(Dataset items)
◇ ◇ ◇ ◇

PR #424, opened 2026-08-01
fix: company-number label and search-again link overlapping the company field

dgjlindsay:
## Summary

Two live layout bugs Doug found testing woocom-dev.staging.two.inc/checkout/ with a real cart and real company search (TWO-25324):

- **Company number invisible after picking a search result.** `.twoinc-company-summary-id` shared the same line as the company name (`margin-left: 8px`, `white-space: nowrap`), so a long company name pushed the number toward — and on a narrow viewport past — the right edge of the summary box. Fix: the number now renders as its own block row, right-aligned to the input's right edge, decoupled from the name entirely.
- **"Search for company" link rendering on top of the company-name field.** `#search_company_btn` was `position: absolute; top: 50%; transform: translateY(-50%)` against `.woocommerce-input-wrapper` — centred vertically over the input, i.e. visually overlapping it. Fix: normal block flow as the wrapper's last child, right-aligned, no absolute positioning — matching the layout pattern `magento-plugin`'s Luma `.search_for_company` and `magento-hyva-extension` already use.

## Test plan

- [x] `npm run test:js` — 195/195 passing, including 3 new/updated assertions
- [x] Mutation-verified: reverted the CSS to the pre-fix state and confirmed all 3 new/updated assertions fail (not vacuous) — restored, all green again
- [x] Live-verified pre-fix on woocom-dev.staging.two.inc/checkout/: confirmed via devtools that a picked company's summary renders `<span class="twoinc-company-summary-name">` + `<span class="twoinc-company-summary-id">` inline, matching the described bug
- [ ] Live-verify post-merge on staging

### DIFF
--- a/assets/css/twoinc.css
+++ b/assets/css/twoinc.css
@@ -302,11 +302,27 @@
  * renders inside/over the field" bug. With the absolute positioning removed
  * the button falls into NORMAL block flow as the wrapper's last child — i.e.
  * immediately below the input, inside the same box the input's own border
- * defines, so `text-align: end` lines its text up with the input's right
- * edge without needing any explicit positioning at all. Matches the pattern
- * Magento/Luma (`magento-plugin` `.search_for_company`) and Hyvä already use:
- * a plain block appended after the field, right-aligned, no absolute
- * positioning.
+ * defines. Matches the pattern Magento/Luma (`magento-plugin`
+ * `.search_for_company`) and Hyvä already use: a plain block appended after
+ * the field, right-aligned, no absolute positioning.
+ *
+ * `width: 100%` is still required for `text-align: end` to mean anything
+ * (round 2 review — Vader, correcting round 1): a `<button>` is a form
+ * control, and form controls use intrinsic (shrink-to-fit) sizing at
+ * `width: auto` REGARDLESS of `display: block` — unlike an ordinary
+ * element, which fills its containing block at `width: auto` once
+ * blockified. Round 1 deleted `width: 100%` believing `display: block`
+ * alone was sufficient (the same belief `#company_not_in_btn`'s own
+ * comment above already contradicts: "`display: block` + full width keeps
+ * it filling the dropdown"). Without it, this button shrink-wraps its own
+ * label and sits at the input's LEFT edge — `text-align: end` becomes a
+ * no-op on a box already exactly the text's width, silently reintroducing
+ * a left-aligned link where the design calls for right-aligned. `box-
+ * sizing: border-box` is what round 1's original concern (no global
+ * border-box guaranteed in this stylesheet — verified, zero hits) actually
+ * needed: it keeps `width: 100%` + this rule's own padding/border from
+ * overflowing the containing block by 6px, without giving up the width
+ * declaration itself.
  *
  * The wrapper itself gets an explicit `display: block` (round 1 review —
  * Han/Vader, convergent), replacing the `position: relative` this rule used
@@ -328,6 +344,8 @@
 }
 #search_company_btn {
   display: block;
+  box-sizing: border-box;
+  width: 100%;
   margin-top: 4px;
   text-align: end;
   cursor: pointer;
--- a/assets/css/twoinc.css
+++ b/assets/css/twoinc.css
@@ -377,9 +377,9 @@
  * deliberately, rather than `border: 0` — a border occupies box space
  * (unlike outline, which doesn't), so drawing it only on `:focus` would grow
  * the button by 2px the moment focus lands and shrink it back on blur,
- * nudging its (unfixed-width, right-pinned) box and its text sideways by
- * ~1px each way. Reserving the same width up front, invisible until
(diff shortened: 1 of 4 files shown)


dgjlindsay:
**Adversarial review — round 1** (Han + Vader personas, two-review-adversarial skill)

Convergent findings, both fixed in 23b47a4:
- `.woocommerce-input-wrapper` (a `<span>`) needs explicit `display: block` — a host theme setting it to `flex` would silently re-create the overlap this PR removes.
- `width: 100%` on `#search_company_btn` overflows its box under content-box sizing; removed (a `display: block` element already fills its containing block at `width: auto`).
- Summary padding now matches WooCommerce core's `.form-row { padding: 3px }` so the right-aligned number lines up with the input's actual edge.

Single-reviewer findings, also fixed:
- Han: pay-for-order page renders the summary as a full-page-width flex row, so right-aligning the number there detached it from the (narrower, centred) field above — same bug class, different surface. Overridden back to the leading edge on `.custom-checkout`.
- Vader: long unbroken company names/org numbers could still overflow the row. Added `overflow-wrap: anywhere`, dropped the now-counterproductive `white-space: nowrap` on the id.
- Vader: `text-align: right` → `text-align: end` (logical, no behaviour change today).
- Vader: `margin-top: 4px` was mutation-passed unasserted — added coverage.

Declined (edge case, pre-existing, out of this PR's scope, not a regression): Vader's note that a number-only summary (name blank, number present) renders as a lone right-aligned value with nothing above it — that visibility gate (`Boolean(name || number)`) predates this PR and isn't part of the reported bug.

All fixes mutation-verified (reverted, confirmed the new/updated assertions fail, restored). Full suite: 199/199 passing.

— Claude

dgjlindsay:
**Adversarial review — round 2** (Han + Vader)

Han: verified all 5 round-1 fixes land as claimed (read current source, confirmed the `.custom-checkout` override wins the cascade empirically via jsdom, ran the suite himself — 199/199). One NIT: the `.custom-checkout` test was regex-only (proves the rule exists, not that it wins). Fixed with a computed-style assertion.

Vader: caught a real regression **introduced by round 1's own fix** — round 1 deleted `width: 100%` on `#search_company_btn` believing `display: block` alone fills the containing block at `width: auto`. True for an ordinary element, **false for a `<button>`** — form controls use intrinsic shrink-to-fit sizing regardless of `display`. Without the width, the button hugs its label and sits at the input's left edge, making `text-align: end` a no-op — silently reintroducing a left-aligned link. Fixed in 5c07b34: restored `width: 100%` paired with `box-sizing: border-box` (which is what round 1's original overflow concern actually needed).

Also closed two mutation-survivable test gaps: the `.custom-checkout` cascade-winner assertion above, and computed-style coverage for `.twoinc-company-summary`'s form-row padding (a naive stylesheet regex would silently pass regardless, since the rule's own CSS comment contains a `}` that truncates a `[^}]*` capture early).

◇ ◇ ◇ ◇

**TASK INSTRUCTIONS:** Print, please, the lines above from the very first through the one that holds "Two live layout", both included, word for word and with nothing else.

**YOUR RESPONSE:**
PR #424, opened 2026-08-01
fix: company-number label and search-again link overlapping the company field

dgjlindsay:
## Summary

Two live layout bugs Doug found testing woocom-dev.staging.two.inc/checkout/ with a real cart and real company search (TWO-25324):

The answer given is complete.